** Task statement **
Look for the string "interface" in the listing below, then copy every line that has it.

** Material shown **
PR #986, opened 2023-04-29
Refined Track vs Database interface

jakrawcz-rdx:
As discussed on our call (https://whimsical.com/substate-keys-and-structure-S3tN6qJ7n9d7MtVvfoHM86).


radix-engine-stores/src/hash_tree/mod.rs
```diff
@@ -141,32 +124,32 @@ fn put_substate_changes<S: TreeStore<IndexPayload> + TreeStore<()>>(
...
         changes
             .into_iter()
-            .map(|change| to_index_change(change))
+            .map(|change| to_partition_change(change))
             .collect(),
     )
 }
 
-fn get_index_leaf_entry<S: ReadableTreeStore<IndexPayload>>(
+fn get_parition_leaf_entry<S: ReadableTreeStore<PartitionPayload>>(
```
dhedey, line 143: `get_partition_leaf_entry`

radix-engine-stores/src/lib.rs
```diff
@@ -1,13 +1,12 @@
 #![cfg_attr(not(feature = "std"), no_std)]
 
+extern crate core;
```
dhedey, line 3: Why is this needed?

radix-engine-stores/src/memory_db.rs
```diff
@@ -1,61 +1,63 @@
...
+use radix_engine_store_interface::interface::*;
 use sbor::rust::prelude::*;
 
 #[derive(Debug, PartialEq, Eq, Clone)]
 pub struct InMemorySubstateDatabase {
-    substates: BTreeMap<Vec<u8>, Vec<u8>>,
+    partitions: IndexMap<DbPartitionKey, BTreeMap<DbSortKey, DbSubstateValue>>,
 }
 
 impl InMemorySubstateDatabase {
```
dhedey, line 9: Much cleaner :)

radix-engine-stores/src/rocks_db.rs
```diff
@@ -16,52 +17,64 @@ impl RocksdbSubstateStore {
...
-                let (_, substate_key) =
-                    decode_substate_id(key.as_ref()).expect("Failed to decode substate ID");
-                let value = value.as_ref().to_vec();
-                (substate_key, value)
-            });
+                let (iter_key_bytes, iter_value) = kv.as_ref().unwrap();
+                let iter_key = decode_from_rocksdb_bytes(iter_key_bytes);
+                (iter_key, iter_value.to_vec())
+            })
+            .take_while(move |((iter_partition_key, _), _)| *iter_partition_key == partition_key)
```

...

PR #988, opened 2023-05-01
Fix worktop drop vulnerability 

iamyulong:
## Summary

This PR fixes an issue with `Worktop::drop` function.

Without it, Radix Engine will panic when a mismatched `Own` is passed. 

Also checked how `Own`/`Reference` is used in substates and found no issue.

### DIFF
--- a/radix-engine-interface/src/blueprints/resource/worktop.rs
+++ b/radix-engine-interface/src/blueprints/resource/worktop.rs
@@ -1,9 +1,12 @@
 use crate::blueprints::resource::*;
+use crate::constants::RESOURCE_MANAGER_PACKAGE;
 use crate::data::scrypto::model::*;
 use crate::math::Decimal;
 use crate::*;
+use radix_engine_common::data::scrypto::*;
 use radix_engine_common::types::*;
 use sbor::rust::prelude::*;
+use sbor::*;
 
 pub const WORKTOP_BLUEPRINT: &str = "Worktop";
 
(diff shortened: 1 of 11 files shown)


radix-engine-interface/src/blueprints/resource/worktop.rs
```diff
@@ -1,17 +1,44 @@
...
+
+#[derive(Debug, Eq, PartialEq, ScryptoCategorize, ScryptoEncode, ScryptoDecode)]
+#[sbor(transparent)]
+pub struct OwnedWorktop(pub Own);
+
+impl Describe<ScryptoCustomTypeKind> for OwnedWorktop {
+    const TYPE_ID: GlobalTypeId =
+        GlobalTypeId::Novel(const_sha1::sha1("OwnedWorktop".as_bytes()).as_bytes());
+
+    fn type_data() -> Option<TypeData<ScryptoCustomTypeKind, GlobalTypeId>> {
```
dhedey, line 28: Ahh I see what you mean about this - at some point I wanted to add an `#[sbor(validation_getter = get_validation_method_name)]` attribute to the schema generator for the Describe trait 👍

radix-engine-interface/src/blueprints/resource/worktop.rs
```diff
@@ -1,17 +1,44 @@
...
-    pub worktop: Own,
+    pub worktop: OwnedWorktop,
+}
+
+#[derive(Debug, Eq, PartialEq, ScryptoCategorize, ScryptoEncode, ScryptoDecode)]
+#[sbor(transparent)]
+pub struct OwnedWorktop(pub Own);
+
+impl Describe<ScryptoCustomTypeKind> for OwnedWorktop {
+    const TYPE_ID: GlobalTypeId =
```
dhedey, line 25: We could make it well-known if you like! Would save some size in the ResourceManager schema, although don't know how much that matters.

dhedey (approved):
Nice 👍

--

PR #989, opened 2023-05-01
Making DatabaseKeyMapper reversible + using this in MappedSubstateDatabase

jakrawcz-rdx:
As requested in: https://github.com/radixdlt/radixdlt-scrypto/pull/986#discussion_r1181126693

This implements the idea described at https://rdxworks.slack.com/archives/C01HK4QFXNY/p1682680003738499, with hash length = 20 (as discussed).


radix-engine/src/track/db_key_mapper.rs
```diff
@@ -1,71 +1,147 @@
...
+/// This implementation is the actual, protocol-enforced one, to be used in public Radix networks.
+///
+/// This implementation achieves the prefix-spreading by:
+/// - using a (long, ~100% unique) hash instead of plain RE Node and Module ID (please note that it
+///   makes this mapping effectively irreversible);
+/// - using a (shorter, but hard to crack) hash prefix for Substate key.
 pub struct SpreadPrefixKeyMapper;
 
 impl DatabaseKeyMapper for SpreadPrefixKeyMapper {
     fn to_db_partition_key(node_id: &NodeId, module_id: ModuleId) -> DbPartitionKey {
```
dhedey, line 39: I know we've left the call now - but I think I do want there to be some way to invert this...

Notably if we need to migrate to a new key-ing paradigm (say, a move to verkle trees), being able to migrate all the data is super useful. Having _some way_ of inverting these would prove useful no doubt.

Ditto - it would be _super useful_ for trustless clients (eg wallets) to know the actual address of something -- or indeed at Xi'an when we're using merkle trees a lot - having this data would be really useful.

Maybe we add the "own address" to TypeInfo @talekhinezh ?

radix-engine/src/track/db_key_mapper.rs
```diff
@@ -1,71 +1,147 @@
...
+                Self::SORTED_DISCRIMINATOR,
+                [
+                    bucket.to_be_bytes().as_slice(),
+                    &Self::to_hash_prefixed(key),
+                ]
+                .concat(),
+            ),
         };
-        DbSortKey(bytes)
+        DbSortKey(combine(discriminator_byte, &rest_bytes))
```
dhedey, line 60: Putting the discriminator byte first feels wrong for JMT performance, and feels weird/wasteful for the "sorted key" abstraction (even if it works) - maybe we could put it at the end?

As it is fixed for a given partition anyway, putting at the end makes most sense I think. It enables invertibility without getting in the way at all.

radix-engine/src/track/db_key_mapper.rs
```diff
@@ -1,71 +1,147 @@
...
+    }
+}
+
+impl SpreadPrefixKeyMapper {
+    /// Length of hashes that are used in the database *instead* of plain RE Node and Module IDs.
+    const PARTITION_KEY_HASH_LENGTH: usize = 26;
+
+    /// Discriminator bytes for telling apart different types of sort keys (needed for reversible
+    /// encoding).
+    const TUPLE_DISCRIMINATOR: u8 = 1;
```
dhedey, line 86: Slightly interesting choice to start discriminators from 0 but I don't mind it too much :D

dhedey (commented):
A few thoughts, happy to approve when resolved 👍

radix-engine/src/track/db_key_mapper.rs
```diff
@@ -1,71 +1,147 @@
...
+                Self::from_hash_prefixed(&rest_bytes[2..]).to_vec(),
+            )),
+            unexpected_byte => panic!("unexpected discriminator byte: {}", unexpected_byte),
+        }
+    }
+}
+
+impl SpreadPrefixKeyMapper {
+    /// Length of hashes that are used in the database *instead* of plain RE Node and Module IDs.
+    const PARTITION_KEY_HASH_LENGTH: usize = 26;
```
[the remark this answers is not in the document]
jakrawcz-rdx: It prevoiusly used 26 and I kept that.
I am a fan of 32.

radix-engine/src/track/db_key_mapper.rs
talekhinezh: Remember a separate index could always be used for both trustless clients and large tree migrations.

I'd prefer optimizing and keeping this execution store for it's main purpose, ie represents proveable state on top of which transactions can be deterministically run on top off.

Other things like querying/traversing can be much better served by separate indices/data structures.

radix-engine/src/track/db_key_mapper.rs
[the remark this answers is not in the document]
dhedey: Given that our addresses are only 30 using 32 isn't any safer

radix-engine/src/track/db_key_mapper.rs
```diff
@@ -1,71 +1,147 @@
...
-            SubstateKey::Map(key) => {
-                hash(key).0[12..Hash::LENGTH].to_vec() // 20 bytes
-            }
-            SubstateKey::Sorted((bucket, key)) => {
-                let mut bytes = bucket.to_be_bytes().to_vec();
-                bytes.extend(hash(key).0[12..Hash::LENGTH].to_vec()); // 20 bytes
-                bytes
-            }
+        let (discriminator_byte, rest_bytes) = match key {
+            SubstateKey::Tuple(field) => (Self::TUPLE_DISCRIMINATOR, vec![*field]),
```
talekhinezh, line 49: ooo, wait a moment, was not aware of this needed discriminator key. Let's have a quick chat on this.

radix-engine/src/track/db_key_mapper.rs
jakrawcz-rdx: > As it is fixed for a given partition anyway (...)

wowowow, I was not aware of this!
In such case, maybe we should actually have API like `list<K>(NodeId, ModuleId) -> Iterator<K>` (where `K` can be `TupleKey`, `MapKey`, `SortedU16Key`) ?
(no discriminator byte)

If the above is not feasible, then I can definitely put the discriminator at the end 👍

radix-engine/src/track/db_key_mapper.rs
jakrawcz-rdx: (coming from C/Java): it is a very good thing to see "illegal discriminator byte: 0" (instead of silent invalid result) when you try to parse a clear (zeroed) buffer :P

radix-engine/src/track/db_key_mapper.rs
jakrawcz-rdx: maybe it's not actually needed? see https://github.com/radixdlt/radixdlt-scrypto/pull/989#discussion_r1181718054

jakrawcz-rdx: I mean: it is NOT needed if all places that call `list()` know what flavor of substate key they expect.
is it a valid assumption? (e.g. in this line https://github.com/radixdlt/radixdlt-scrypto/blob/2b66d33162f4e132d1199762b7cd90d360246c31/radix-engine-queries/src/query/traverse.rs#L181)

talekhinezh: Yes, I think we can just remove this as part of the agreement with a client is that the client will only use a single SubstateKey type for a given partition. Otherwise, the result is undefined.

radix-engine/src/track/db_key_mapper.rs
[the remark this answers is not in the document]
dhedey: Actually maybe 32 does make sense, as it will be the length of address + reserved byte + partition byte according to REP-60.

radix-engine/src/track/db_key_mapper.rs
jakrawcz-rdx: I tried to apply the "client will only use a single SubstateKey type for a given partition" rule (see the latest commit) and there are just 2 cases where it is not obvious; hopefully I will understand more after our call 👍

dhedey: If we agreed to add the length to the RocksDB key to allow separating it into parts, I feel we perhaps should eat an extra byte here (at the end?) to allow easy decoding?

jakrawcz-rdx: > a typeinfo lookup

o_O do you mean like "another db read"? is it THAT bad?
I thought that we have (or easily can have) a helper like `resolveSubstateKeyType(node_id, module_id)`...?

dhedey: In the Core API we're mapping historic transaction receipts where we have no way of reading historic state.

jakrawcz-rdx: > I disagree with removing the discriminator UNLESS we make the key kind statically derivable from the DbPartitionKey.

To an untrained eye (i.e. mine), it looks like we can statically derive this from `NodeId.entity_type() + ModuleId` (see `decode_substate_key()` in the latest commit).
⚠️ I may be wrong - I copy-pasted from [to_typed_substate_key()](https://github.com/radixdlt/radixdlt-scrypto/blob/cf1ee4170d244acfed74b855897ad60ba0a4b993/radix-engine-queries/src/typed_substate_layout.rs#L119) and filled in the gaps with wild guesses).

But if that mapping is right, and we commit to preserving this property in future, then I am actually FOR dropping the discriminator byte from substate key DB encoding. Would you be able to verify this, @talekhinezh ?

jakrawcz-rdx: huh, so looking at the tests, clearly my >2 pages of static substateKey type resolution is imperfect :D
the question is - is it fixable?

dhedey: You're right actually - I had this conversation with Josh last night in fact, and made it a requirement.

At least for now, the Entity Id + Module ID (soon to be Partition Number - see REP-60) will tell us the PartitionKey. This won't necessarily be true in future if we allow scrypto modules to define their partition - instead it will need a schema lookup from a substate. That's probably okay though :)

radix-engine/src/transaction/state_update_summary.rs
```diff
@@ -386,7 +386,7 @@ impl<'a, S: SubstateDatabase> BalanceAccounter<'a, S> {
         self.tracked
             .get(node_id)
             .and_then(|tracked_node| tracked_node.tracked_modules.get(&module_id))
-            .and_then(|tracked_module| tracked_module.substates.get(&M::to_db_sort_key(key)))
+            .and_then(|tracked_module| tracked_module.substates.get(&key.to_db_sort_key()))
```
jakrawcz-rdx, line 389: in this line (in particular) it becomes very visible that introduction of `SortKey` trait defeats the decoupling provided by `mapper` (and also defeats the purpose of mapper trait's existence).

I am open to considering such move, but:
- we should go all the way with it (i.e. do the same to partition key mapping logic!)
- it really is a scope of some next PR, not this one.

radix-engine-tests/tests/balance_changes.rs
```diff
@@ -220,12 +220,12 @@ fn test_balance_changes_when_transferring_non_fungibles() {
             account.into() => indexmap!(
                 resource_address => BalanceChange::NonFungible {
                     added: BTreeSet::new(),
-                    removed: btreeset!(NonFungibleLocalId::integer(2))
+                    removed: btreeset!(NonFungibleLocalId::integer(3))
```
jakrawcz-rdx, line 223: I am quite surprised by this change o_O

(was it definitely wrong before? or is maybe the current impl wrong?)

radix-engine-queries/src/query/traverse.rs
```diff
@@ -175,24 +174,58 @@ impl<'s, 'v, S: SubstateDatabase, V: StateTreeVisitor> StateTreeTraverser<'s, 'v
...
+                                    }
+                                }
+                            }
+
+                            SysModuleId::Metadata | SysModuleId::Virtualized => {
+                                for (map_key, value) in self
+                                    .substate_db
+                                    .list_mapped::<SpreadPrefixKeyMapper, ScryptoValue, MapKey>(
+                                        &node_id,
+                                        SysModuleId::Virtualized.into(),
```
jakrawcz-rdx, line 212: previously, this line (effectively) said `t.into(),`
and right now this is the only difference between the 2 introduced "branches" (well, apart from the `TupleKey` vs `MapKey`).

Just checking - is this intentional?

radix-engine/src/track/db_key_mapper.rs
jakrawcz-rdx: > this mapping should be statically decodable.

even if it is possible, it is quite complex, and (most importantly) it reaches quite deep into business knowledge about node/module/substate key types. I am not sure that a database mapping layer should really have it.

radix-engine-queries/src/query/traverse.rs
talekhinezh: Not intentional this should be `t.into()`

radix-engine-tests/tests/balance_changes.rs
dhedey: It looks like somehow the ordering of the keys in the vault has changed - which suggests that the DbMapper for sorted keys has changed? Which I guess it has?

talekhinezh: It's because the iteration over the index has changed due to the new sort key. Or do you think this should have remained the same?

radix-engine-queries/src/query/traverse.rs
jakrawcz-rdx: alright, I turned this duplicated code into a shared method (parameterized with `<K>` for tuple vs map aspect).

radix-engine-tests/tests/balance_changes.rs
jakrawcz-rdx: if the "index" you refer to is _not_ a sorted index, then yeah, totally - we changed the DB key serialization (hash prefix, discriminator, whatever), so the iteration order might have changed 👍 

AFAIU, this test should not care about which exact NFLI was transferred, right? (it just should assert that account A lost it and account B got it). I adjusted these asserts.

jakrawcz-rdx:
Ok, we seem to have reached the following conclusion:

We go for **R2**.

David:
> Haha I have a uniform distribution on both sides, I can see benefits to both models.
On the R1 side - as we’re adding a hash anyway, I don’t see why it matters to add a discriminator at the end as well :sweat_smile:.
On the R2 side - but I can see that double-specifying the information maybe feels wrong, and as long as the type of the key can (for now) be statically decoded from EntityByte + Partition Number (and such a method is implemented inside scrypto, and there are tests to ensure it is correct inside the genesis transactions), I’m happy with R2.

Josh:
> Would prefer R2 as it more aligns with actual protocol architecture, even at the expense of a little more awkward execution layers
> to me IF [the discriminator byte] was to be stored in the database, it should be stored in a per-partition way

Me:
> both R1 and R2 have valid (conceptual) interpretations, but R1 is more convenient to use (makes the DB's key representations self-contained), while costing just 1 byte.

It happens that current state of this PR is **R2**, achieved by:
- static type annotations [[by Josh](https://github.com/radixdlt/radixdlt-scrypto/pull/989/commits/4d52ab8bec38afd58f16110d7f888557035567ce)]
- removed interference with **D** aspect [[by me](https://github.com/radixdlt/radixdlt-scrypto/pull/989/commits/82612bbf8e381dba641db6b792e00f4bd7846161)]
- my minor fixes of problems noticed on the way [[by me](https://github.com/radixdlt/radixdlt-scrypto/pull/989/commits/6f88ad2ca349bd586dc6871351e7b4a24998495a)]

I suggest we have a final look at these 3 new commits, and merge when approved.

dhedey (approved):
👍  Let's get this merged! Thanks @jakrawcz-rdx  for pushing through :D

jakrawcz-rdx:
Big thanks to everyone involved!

** Response **
Refined Track vs Database interface
+use radix_engine_store_interface::interface::*;
--- a/radix-engine-interface/src/blueprints/resource/worktop.rs
+++ b/radix-engine-interface/src/blueprints/resource/worktop.rs
radix-engine-interface/src/blueprints/resource/worktop.rs
radix-engine-interface/src/blueprints/resource/worktop.rs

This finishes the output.